# Cracked Screen? Upload Picture Please.



## slashdotjeo (Aug 5, 2012)

Please upload pictures of your cracked Nexus 7. I am attempting to take Asus to small claims court. They told me that my cracked screen was customer induced damage. I told them I researched the matter, and noticed that some Nexus 7's have an issue with screen lifting on the left side. I told them the because of this screen lifting issue, a very small amount of pressure could crack the screen on that specific spot. I made sure to provide documentation with several pictures of different Nexus 7's with the same crack. Please upload!


----------



## Smcdo123 (Jun 7, 2011)

slashdotjeo said:


> Please upload pictures of your cracked Nexus 7. I am attempting to take Asus to small claims court. They told me that my cracked screen was customer induced damage.

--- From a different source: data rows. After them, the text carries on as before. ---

PR #26, opened 2026-04-14
chore(template): audit crons require PM-routing + GH-issue filing; add UIUX schedule

HongmingWang-Rabbit:
## Summary

Audit agents (Security, QA, UIUX) were running their crons successfully but findings stayed trapped in agent memory — they didn't consistently flow into GitHub issues or reach developers with build ability. This PR rewrites the three audit cron prompts so the post-audit delivery is mandatory, structured, and routed through PM.

## Motivation

Incident seen 2026-04-13 evening: Security Auditor had **13 open critical findings in its memory** including an unauthenticated-plugin-install RCE (`plugins_registry/builtins.py:163-184`). BE picked up a batch earlier in the day as a one-off escalation, then went idle while findings continued to accumulate silently. UIUX Designer was similarly stuck — screenshots unavailable due to missing container libs (#23), falling back to HTML analysis, but no one saw the output.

I told them I researched the matter, and noticed that some Nexus 7's have an issue with screen lifting on the left side. I told them the because of this screen lifting issue, a very small amount of pressure could crack the screen on that specific spot. I made sure to provide documentation with several pictures of different Nexus 7's with the same crack. Please upload!


To be honest seems like you put a lot of pressure on the edge. I dont see why pushing it down would make you think it would fix it. Anyways good luck I have lift but very minimal, you should have just gotten a replacement and not try to force it.


----------